Thursday, December 12, 2019

Ken Harrelson Wins MLB's Highest Broadcast Honor

Ken Harrelson
Ken “Hawk” Harrelson, whose 42 years as a major-league broadcaster included 33 with the White Sox, is the winner of the Baseball Hall of Fame’s 2020 Ford C. Frick Award.

The Chicago Tribune reports the selection by a panel of the 11 living past Frick honorees and four historians/columnists was announced Wednesday at baseball’s winter meetings.

Harrelson, 78, who retired in 2018, is the fifth Chicago announcer to earn the honor — following Milo Hamilton (1992), Harry Caray (1989), Jack Brickhouse (1983) and Bob Elson (1979) — since the Frick was first awarded in 1978.

“It’s just such an honor,” Harrelson said Wednesday. “I’ve always considered myself to be probably as lucky, if not the luckiest, human being ever stepped two feet on the face of the earth. I’ve got a great family and a wonderful career and been with some great people and with an organization that in my opinion is certainly the best in baseball and one of the best in all of sports. So it’s going to be an honor. It’s going to be a lot of fun. And as long as I can keep Bob Uecker off my ass, I’ll be all right.”

Harrelson fielded the call from the Hall of Fame from his home, surrounded by family and friends, including former White Sox catcher-turned-broadcaster A.J. Pierzynski.
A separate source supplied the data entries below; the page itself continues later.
PR #20804, opened 2026-02-05
January 2026 PSU updates

smlambert:
January 2026 updates for JDK versions 8, 11, 17, 21, 25

### DIFF
--- a/library/eclipse-temurin
+++ b/library/eclipse-temurin
@@ -7,721 +7,720 @@ GitFetch: refs/heads/main
 Builder: buildkit
 
 #------------------------------v8 images---------------------------------
-Tags: 8u472-b08-jdk-alpine-3.20, 8-jdk-alpine-3.20, 8-alpine-3.20
+Tags: 8u482-b08-jdk-alpine-3.20, 8-jdk-alpine-3.20, 8-alpine-3.20
 Architectures: amd64
-GitCommit: 38127871aaedc393f8bd5abbc0b910b2a7569824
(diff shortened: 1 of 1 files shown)


smlambert:
@gdams - check failed on Diff Comment, is this typical?

gdams:
> @gdams - check failed on Diff Comment, is this typical?

yeah I think it's because the diff is longer than the allowed GitHub comment length.

jiekang:
For more context, the job is trying to have a bot comment on this PR with a diff of the changes, for example:

https://github.com/docker-library/official-images/pull/20245#issuecomment-3503527817

As George says, the diff for this PR is now larger than the maximum GitHub comment length.

jiekang:
All the Test PR jobs passed so I don't think there are any issues with the changes themselves.

tianon:
FWIW, decreasing the size of the support matrix *would* generally be a sane idea (for example, Alpine 3.20 and 3.21, while not technically EOL, are not especially "supported" either, and https://hub.docker.com/_/eclipse-temurin#using-a-different-base-image even documents for users how to create for themselves a combination y'all don't explicitly support).

In full transparency, the diff comment being "too big" isn't a blocker by itself, but I'd be lying if I said I didn't consider it akin to a [code smell](https://en.wikipedia.org/wiki/Code_smell), and it definitely slows down the review.

smlambert:
Thanks @tianon - I will raise it in our next meeting to discuss a 'trimming activity'.

tianon (approved):

PR #20894, opened 2026-02-21
Update openjdk

yosifkit:
Changes:

- https://github.com/docker-library/openjdk/commit/9a62d7b: Update 27 to 27-ea+10

### DIFF
--- a/library/openjdk
+++ b/library/openjdk
@@ -3,7 +3,7 @@
 Maintainers: Tianon Gravi <admwiggin@gmail.com> (@tianon),
              Joseph Ferguson <yosifkit@gmail.com> (@yosifkit)
 GitRepo: https://github.com/docker-library/openjdk.git
-GitCommit: 651902f8cc1223e50230df473943fa6101cef483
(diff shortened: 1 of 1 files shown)


tianon (approved):

tianon:
> failed to connect to the docker API at npipe:////./pipe/docker_engine; check if the path is correct and if the daemon is running: open //./pipe/docker_engine: The system cannot find the file specified.

I've been seeing this more and more often with Windows workers on GHA :upside_down_face:

gdams:
> failed to connect to the docker API at npipe:////./pipe/docker_engine;

@tianon we've also been seeing it unfortunately. There's an upstream bug here: https://github.com/actions/runner-images/issues/13729

I wonder if adding the workaround to the CI scripts in the short term is a good solution?

```yml
      - name: Docker issue workaround
        id: docker-workaround
        run: |
          $dockerState = Get-Service -Name "docker"
          if ($dockerState.Status -ne "Running") {
            Start-Service -Name "docker"
          }
```

PR #20897, opened 2026-02-21
[Friendica] New version 2026.01

ne20002:
The long awaited new version of Friendica :)


n816-Life:
Thanks for the release. Longly awaited.

PR #20908, opened 2026-02-23
Update Debian

tianon:


yosifkit:
```diff
+usr/lib/udev/
+usr/lib/udev/rules.d/
+usr/lib/udev/rules.d/61-apt.rules
```

This part stands out as something new in forky/testing sid/unstable. It looks like https://salsa.debian.org/apt-team/apt/-/commit/31cbb48a36060e59e5e05a718553334c74e20286 is the commit to introduce it. Since the images don't usually run systemd (or udev), I think it is harmless.

yosifkit (approved):

tianon:
```diff
+usr/share/pixmaps/debian-logo.bmp
```

This is amusing too, but also harmless and likely expected. 

👍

The news he had been selected left him momentarily — and uncharacteristically — at a loss for words.


Considered the sport’s high honor for broadcasters, the Frick Award will be conferred July 25 in Cooperstown, N.Y., as part of the July 24-27 Hall of Fame weekend.

Among the seven finalists Harrelson beat out was Pat Hughes, who is poised to begin his 25th season as radio play-by-play voice of the Cubs and 38th as a major-league broadcaster.

“Hawk was a very colorful performer, and adored by White Sox fans," Hughes, 64, told the Tribune. "He belongs in the Hall.”